__Supplied material__:
....

PR #1524, opened 2020-10-05
Voice Changer Gag

Ada18980:
Added a new gag, an artificial voice changer gag. The purpose is to play messages (through emotes rather than through chat, since without additional hooks we can't get around the garble filter) during certain events. The current conditions are:
- Play a message on orgasm
- Play a message whenever the player goes from <5 Arousal to >5 Arousal
- Play a message when the player kneels
- Play a message when the player stands
- Play a message periodically with a random interval. The timing can be configured in units of 1 minute average between messages, and the actual time varies from 30 seconds to 90 seconds per interval
- Play a periodic message, but only when above 95 Arousal. This overrides the periodic message.
- Play a periodic message, but only when below 5 Arousal. This overrides the periodic message.

The gag also features three different appearances, the first is a ball gag with a speaker, the second is a harness ball gag, and the third is a sci-fi inspired muzzle gag based on my other pull request, though this one has a speaker instead of a screen.

Test cases:
- Tested with two accounts in a single chat room: Passed. Player name tags are correct and two characters with the same gag have different messages.
- Tested kneel and stand messages by standing and kneeling repeatedly and also with players being helped or forced to kneel. Being helped to stand up will not send the message, though curiously it will reset the kneeling status so it recovers immediately.
- Tested all strings
- Tested Harness and Muzzle configurations
- Tested locking and access with exclusive, metal, and combination locks (the gag can be reconfigured if you have access without taking it off. This is important)
- 40+ minutes of consecutive testing of timer functions


Ada18980:
Ack, I realized that the code for the futuristic panel gag got pulled in here as well

PR #1525, opened 2020-10-05
Speaker Gag

Ada18980:
Added a new gag, an artificial voice changer gag with a speaker. The purpose is to play messages (through emotes rather than through chat, since without additional hooks we can't get around the garble filter) during certain events. The current conditions are:

- Play a message on orgasm
- Play a message whenever the player goes from <5 Arousal to >5 Arousal
- Play a message when the player kneels
- Play a message when the player stands
- Play a message periodically with a random interval. The timing can be configured in units of 1 minute average between messages, and the actual time varies from 30 seconds to 90 seconds per interval
- Play a periodic message, but only when above 95 Arousal. This overrides the periodic message.
- Play a periodic message, but only when below 5 Arousal. This overrides the periodic message.

The gag also features three different appearances, the first is a ball gag with a speaker, the second is a harness ball gag, and the third is a sci-fi inspired muzzle gag based on my other pull request, though this one has a speaker instead of a screen.

Test cases:

- Tested with two accounts in a single chat room: Passed. Player name tags are correct and two characters with the same gag have different messages.
- Tested kneel and stand messages by standing and kneeling repeatedly and also with players being helped or forced to kneel. Being helped to stand up will not send the message, though curiously it will reset the kneeling status so it recovers immediately.
- Tested all strings
- Tested Harness and Muzzle configurations
- Tested locking and access with exclusive, metal, and combination locks (the gag can be reconfigured if you have access without taking it off. This is important)
- 40+ minutes of consecutive testing of timer functions
- Max character limit

The max character limit for any message is 200 characters, while the max stored message length is 1000 characters per field. Fields are separated with the '|' character like so: Meow|Woof. The gag will randomly select either Meow or Woof in this context.
If a message is greater than 200 characters then the gag will report "My gag is malfunctioning, please shorten the message."

Known issues:
- When helping someone to stand up, it does not play the stand up line. It works fine if you tie them using frogtie straps and untie them, though
- The gag has to use emotes instead of actions or chat. This is because actions require a group to be focused, and chat will be garbed as gag-speak. This prevents users who wish to hide automatic messages from hiding the gag's messages, which can be a spam concern especially in a room with 10 gagged members orgasming constantly--average of 10 messages per minute in addition to the orgasm messages every 3-4 minutes.
- When orgasming while modifying a speaker gag's settings, the text fields will be stuck. This may be a problem with the orgasm system. It is compounded by the fact that the screen does not turn pink when editing items on a person, but the issue is shared with the Combination Lock.
- Disabling features is done by publishing a blank message, but this is not immediately obvious to the user
- There is no default values for the gag, so it does nothing until a user takes advantage of its features

I've also removed the FuturisticPanelGag files that were mistakenly added in the first PR. Thanks Ace for the help in figuring that out!


ace-1331:
I have several concerns about this beyond the listed known issues so I'll have a look at it later, but just wanted to drop by to say that #1527 fixes the menu issue when orgasming

Nina-1474:
Suggestions/thoughts:
- Instead of each message having its own Save button, there should just be a single Save/Confirm button at the end. There's plenty of space at the top to move the controls up and give more space at the bottom. That way the user can enter/change/remove the messages all they want then confirm the full set of changes once done. This would 1) send the final configuration in one server call instead of many and 2) prevent the flood of chat messages when the user wants to set everything. It also means there aren't messages and changes being sent out while the player is still viewing the item screen, possibly unaware of them, making this more consistent with every other item.
- That would also allow the buttons to be replaced with labels without the "Save" part. At the moment, the text gets very small and I expect may be near-unreadable on mobile. I'd even give the label more horizontal space as well. Particularly since the word "Msg" stands out as being a bit unprofessional to me, for lack of a better way to put it.
- I'd wonder if there's a better delimiter than "|" you could use. It's quite an awkward key to get to on mobile. Or maybe there could be a small button on screen to type it into the focused box?
- Is CharacterRefresh needed in the `persistentData.MsgTime < time` block?
- Is the BeforeDraw setting and function needed?
- Small detail but the usual method of checking if C is the Player is currently always `C.ID == 0`.

Ada18980:
> Suggestions/thoughts:
> 
> * Instead of each message having its own Save button, there should just be a single Save/Confirm button at the end. There's plenty of space at the top to move the controls up and give more space at the bottom. That way the user can enter/change/remove the messages all they want then confirm the full set of changes once done. This would 1) send the final configuration in one server call instead of many and 2) prevent the flood of chat messages when the user wants to set everything. It also means there aren't messages and changes being sent out while the player is still viewing the item screen, possibly unaware of them, making this more consistent with every other item.
> * That would also allow the buttons to be replaced with labels without the "Save" part. At the moment, the text gets very small and I expect may be near-unreadable on mobile. I'd even give the label more horizontal space as well. Particularly since the word "Msg" stands out as being a bit unprofessional to me, for lack of a better way to put it.
> * I'd wonder if there's a better delimiter than "|" you could use. It's quite an awkward key to get to on mobile. Or maybe there could be a small button on screen to type it into the focused box?
> * Is CharacterRefresh needed in the `persistentData.MsgTime < time` block?
> * Is the BeforeDraw setting and function needed?
> * Small detail but the usual method of checking if C is the Player is currently always `C.ID == 0`.

I agree with all of your comments. This item isn't super high on my priority list, but when I do get around to salvaging it (it's one of the very first of the futuristic items before all the standardization and shared code) I'll be sure to take a loot at redoing the interface and especially looking at the dynamic draw stuff because Im not confident I implemented it well in the this item.

PR #1528, opened 2020-10-05
Remove all `+ "Dark"` background images

NoneNoname:
depends on #1507


Ben987:
Please make sure to test that one on slower computers, we've tried to remove the dark images before but players with slower computers had in-game slow-downs.  Thanks!

NoneNoname:
We already use this mechanism since #625, when the player has a blindfold, or if we are in a ChatRoom so in most cases this only removes the need to load an extra image.

I also built it on top of my optimization pr that remove that removes a big chunk of processing from the `DrawProcess()` namely the resize operation and the lookup for the current draw function, any of these two operations take longer than drawing an opaque rectangle on top of the actual background

This will also make it more simple for other contributors to add background since now they do not have to provide a dark version only a single image

Ben987:
As long as you test it with slower computers so we don't get any complaints I'm good with it. :)

PR #1612, opened 2020-10-23
Succubus Heart Tail Fix

Shiranui-Izayoi:
With the help of RuiLove for the heart part.

Made it so there is no longer missing pixels in the tail heart. And made the tail pattern thicker so it can be seen. Previously the tail had missing or mostly transparent pixels see the image below. Fixed it so that is no longer the case.
unknown
With the fixed assets the tail looks like this
Desktop Screenshot 2020 10 23 - 13 47 33 18
And in game it looks like this
Desktop Screenshot 2020 10 23 - 13 51 11 02


Ben987:
Thanks!  I've never noticed that one before.

Shiranui-Izayoi:
No problem I only really noticed it when I turned the tail spade dark. Then asked about it and checked the files. Glad it could be fixed.

PR #1613, opened 2020-10-23
Inherit Colour improvement & Latex Hood Open Hair split

Nina-1474:
Changes:
- Tweaked the colour inheritance to allow an asset layer inherit colour *and* be colourable.
- Set HairBack to have a Default option that inherits the colour of HairFront. (ParentColor had to be swapped between the two to avoid half the NPCs having grey hair!).
- Split Latex Hood Open Hair into the hood and hair for multicolouring, with the hair copying the character hair colour by default.


Ben987:
Great Idea!  Thanks.

PR #1614, opened 2020-10-23
Block Category Hovertext fix

Nina-1474:
The latest changes to ChatSearchNormalDraw will have minor issues in a full page of rooms.
The initial setting of ListY needs to be aware of every text row to come so that it can start high enough to give them all space. At the moment it's based solely on Friends, so an additional Block row near the bottom will overflow too far down.

I've tweaked the logic a little bit so that:
1) The BlockCategory length is considered in ListHeight so that the starting ListY position is higher if necessary.
2) ListHeight properly handles the case where there's a Block row and no Friends.
2) ListY is incremented after each DrawTextWrap by one row height, to avoid messy calculations to determine each row's position.


Ben987:
Sure!  Thanks for that one also, you're on fire :)

PR #1617, opened 2020-10-26
Handheld Toy fixes

Nina-1474:
Changes:
- Fix to hide the handheld toys item when there are no individual toys to select (I reverted the previous fix).
- Making both the player and target character's toys available, to be more consistent with general item behaviour.
- Adjusting the preview image sizes as they were smaller than the standard size, making them appear slightly off-centre.

Note: There is still an existing bug where if the player doesn't own the crop, the default options appears as the actual first available option on the player's screen, but as the crop on other screens. I haven't figured out how to avoid this yet.


Ben987:
This is a much better fix.  Thanks a lot.  Let me know if you find a solution for the crop problem, no rush :)

PR #1618, opened 2020-10-26
Changed references in maid disabling script from CurrentTime to CommonTime()

Ada18980:
Changed references to CurrentTime to CommonTime() as it is more reliable.

Also added 100 seconds to the bug detection timer in Mainhall.js. This timer is meant to protect against people being locked out of maids for far longer than necessary. It shouldn't ever happen unless there is a bug, and is mainly meant to protect against being indefinitely bound. Adding 100 seconds should not do anything, but it might stop a rare bug I encountered that I am unable to repro, in which the bug notice appeared but disappeared after I called the maids again.


Ben987:
Maybe you should keep CurrentTime and not use CommonTime()

CurrentTime is server based so it won't be affected if you change device and cannot be cheated out if you change your computer clock.  It can get out of sync for 30 seconds if you keep your browser out of focus but it should not matter much.

Ada18980:
If that's the case, we can close this PR.

PR #1620, opened 2020-10-27
OOC chat and whisper garbling

jomshir98:
Adds `/ooc` command to speak out of character (in whispers too)
Also triggers when message starts with "(" and there are no other parentheses in the message

Example on the [Discord](https://discord.com/channels/554377975714414605/554378904308023297/770780604512862248)

This also changes whispers to be garbled, if you are gagged

Implementation details:
The `/ooc` is sent as part of the normal message
Recipient detects `/ooc` and strips it (no change needed on the server)
The command does 2 things: prepends sender's name with `[OOC] ` and skips garbling the message


jomshir98:
Unresolved questions:

- Should this change whispers to be garbled? 
- Should it trigger on "(", or be just a command?

Ben987:
Yes, a OOC tag could be useful.  Please don't add "OOC" directly in the code though, add a text from the CSV file so translators can have OOC in French, German, etc.

For the garbled whisper, I'll do a quick survey on Discord first to see if players want it or not.

Thanks!

Nina-1474:
FYI: For work-in-progress pieces, there's a 'Convert to draft' option under the Reviewers section.

PR #1621, opened 2020-10-28
Latex Elbow Gloves

EmilyR42:
- Added Latex Elbow Gloves item


Ben987:
Thanks!  But you seem to be pushing more than only gloves, there's a background and a foam sword.  Make sure you only add the gloves with your pull request.  And make sure there's no conflicts with the current master branch.  Thanks a lot!

PR #1623, opened 2020-10-28
Vibrators Edged Fix

Nina-1474:
The Edge feature of TapedClitEgg wasn't working for two reasons:
- AllowEffect wasn't updated to include 'Edged' when the new vibrator modes were added to two items.
- The IsEdged check only looked at items belonging to groups which allowed orgasms. It instead needs to check the settings of vibrating items' ArousalZone group, which usually defaults to the item's group but could be different. In this case, TapedClitEgg is in `ItemVulvaPiercings` which does not have arousal settings, but it has an ArousalZone of `ItemVulva` which does.


jomshir98:
I don't think that items should have `Edged` effect: It would make them edge on every mode.
Last I checked the `Edged` effect was applied correctly, by [this code](https://github.com/Ben987/Bondage-College/blob/25543e5308f3638ba59bf6f4850b9e06d2812949/BondageClub/Scripts/VibratorMode.js#L139)

Nina-1474:
You would be quite right if I added it to `Effect`, but I added it to `AllowEffect`. That list is used to validate the item on the target's side and remove invalid effects to prevent griefing.

Ben987:
Thanks a lot for that fix!  Cheers :)

PR #1624, opened 2020-10-29
Spreading Items Kneel Fix

Nina-1474:
The Metal Leg Spreader and Wooden Cuffs in ItemFeet both had issues when the target is kneeling.
If the character was kneeling but not forced into the position (e.g. by collar & short chain), then the NotKneeling prerequisite passed and the item could be applied. However the item could not be removed again because it had an AllowedActivePose of Kneel which failed the NotKneeling prerequisite.
The AllowedActivePose setting has been removed. This does mean that applying the item forces the character to stand up, but that's at least consistent with other items that have the NotKneeling prerequisite.


Ben987:
Awesome!  Thanks :)

PR #1625, opened 2020-10-29
Blocked Handheld Toy - Inventory Order fix

Nina-1474:
When a player tries to use a handheld toy on a target who has blocked that specific toy, the item still appears as the first option in the group with a white background, as if usable. Clicking on it does nothing.
A fix has been put in so that the item now moves to the end of the list highlighted red, the same as other items.


Ben987:
Very nice, thanks again.

PR #1626, opened 2020-10-29
Leather Neck Items Split

Ayesha-678:
Splits and grey-scales the leather neck items.

**Items Split**
Leather Collar: Collar, Ring
Leather Posture Collar: Collar, Left Ring, Middle Ring, Right Ring
Leather Choker: Leather, Metal


Ben987:
I love it!  Thanks a lot :)

PR #2027, opened 2021-02-04
Crib Update

mrbakucamp:
# Changes
1. Splits the crib into multiple layers
2. Add leashing to the crib (meant to convey pushing the crib around)
3. Makes it so the crib can be filled with plushies without closing it
4. Fixes the issue where a player needs to be bound for the increased difficulty of have the crib closed to come into effect


Ben987:
Great!  Thanks for the update.

PR #2028, opened 2021-02-04
Kigurumi Mask

Ada18980:
Adds a mask which covers the head and can be configured to have up to 256 combinations of facial expressions!
The scripts are copied almost entirely from the High Security Straitjacket.

Much thanks to Ellie & Jomshir for help and code, and Miku for giving the the idea :)


elliesec:
FYI @Ada18980 - I've just raised PR #2031, which once merged should allow you to replace your 256 lock assets with a simple `DrawLocks: false` flag on the asset.

Ben987:
Sure!  Can you try the new property and remove all the blank lock assets?  Thanks!

Ada18980:
@Ben987 Done!

Thanks @elliesec !

Ben987:
Thanks!  I've never seen a mask like that before but I'm sure that players will like it :)

PR #2029, opened 2021-02-04
Image with Alpha Fix

Nina-1474:
A recent change to one of the drawing functions left an undeclared variable. This meant that on the non-WebGL drawing method certain assets with alpha masks would freeze the game.


elliesec:
Hehe, my bad. Good catch.

NoneNoname:
#1507 fixes this too if that is getting merged no need for this (this will just create conflict in that case)

Nina-1474:
There's a small difference between this fix and the #1507 one, commented over there. If my thinking is not incorrect (which is more than possible!) and the change is made there, I'll close this off.

NoneNoname:
Yes the comment was correct, I made the change

PR #2030, opened 2021-02-04
Improvement: Don't draw empty text

jomshir98:
This change seems very minor, but in places with lots of buttons without text (only using images, like MainHall) I measured almost 20% improvement in performance


Ben987:
Good idea!  Thanks.

PR #2031, opened 2021-02-04
Improvement: Optional lock assets & custom lock layers

elliesec:
## Summary

This PR adds two new properties to assist with easing some of the restrictions of the current lock asset system:
* `Asset.DrawLocks` - a boolean flag which can turn off the game's default lock drawing altogether at an asset level (useful for lockable items that don't need any lock assets - for example #2028)
* `Layer.LockLayer` - a boolean flag that indicates that this layer should only be drawn when the item is locked

Between these two new properties, the lock drawing system should be a lot more flexible (for example, I've modified the High Security Straitjacket so that locks are only drawn for the types that need lock assets).


Ben987:
Sure!  We'll be able to remove some blank assets.  Thanks!

PR #2032, opened 2021-02-04
Improvement: Draw empty background

jomshir98:
Draws a grey background if background image isn't ready, preventing things like this from happening:


elliesec:
Nice! This was on my list too - should also prevent the out-of-control halo glow issue when switching to a new room for the first time.

Ben987:
Sure!  That's a good idea for slow connections.

PR #2033, opened 2021-02-04
Bugfix: Ensures that the DrawRun function always gets refreshed properly

elliesec:
## Summary

In #1507, the `DrawRun` function would not get properly refreshed if a screen change happened at the same time as a `CharacterSetCurrent` call, resulting in a stale `DrawRun` function being used - this was only an issue for minigames where leaving the minigame would return the player into dialogue.


Ben987:
Thanks for the fix!  I will test it soon.

PR #2034, opened 2021-02-04
fix: chess with css

NoneNoname:
fixes: Uncaught TypeError: Cannot read property 'toString' of undefined at MiniGameChessResize (chess.js:338)


Ben987:
Thanks for the fix!  I will test it soon.

PR #2035, opened 2021-02-04
Improvement: Chess

jomshir98:
Refactors chess to run asynchronously, not blocking main thread, so the connection to server doesn't die during longer thinking.
Also removes unused parts of code


Ben987:

PR #2036, opened 2021-02-04
TightJacket Message Fix

Nina-1474:
Corrects chatroom messages like 'adds all addons to DestinationCharacter tightjacket'.


Ben987:

PR #2037, opened 2021-02-05
Futuristic Straitjacket

Ada18980:
Adds a new extended asset called the futuristic straitjacket, modeled after the latex strait leotard.


Shiranui-Izayoi:
Hey I think it is quite close to perfect. I would say the only issue I can see in terms of look is that the shading on the chest part, could be a little more uniform/symetrical since, the off center shaded part looks a little strange to me at least. Maybe also have some shading on the top of the bust/upper torso? Since in my case I can't really tell when the bust is meant to start to protrude/form. 

Looking at the other items that look busty, the shading is always around the bust with with the frontmost part being brighter. Might that work? So like for example with the shading on the original leotard is like that, also for the former baby dresses are like that as well, the lockdown suit and even things like the long chinese dress have that same thing.

Ben987:
Can't go wrong with more straitjackets, thanks :)

Shiranui-Izayoi:
Damn I was hoping the shading could have been updated a bit before it was accepted. Mostly to add some shading to the upper torso/chest area. And then also some around the edges. Since the shading looks a little uneven and random when I checked it in game.

Ada18980:
> Damn I was hoping the shading could have been updated a bit before it was accepted. Mostly to add some shading to the upper torso/chest area. And then also some around the edges. Since the shading looks a little uneven and random when I checked it in game.

Check again--the small is deliberately pretty flat. The medium and above should have smoother shading on the bust

PR #2038, opened 2021-02-05
Wooden Sign Upside-Down

Nina-1474:
Flipping the wooden sign to hang downwards when suspended upside-down.


Ben987:
Good idea, thanks!

PR #2453, opened 2021-05-13
Fixed Dungeoneer reputation

Ada18980:
Dungeoneer is supposed to give the max level youve been to, but it instead just increases each level currently. This update fixes that and also adds a bit of cheat prevention (if it's higher than the max level it resets). This is to reset people's scores that are currently at 100 without theoretically penalizing anyone in the future because it is impossible to go above a certain level.


Ben987:
Alright!  Thanks for the fixes.

PR #2456, opened 2021-05-13
MemberNumber = null for locks on player

Ada18980:
Makes it so the player cant just immediately unlock them after getting out of the game >.<


Ben987:
Absolutely!  Thanks.

PR #2458, opened 2021-05-14
Future vibe support for multiple commands at once

Leilatwentytwo:
Changed to allow the futuristic vibrator to receive multiple commands in one chat message.  Did this mainly to allow for both shocks and vibrator mode changes from one chat message.  Could be used for any triggers added in the future.


Ben987:
@Ada18980 , would you like to review this one?  Thanks a lot.

Ada18980:
This seems good; it doesn't cause multiple vibration modes to be set at once (which would be confusing and problematic) but it still allows a shock trigger and a vibe trigger, which is good.

Ben987:
It's time to test that one!  Thanks again :)

PR #2460, opened 2021-05-14
Feature: Serving Tray item

elliesec:
## Summary

As of the validation rework in #2186, the maid tray items can no longer be used on another player due to the `Enable: false` flag being enforced at the validation level. Despite the fact it was only accessible via console, it's become apparent that some players like having explicit access to the item for roleplay purposes.

With that in mind, I've added a new Serving Tray item, which is obtainable once the player joins the maid sorority. I've kept it as a separate item from the existing maid tray items so that they can still be used during maid jobs without other players interfering by removing the item. The Serving Tray is visually identical, but uses the type system to permit empty/full types, and does not have the `Enabled: false` flag, allowing it to be used on other players. I've also added a login check which adds/removes maid items from the player based on whether or not they've joined the maid sorority, similar to most other reputation-based items, which should make sure that anyone that was already a maid gets the item on login.


Ben987:
Sure!  It's a good idea.  Thanks :)

PR #2462, opened 2021-05-14
Fixes futuristic vibrator to work as it did before

Ada18980:
-Unaffected by deafness
-Gagged users have a hard time controlling it

Tested 3 cases: User saying Increase while gagged, someone else saying Increase, and someone else saying Increase while user is deafened.


Ben987:
Sure!  Thanks for that fix, cheers :)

....

__Exercise__: What you give back must be the stretch above, starting at the line with "depends on #1507" and ending at the line with "With the help of RuiLove for the heart part.", copied exactly.

__Reply__:
depends on #1507


Ben987:
Please make sure to test that one on slower computers, we've tried to remove the dark images before but players with slower computers had in-game slow-downs.  Thanks!

NoneNoname:
We already use this mechanism since #625, when the player has a blindfold, or if we are in a ChatRoom so in most cases this only removes the need to load an extra image.

I also built it on top of my optimization pr that remove that removes a big chunk of processing from the `DrawProcess()` namely the resize operation and the lookup for the current draw function, any of these two operations take longer than drawing an opaque rectangle on top of the actual background

This will also make it more simple for other contributors to add background since now they do not have to provide a dark version only a single image

Ben987:
As long as you test it with slower computers so we don't get any complaints I'm good with it. :)

PR #1612, opened 2020-10-23
Succubus Heart Tail Fix

Shiranui-Izayoi:
With the help of RuiLove for the heart part.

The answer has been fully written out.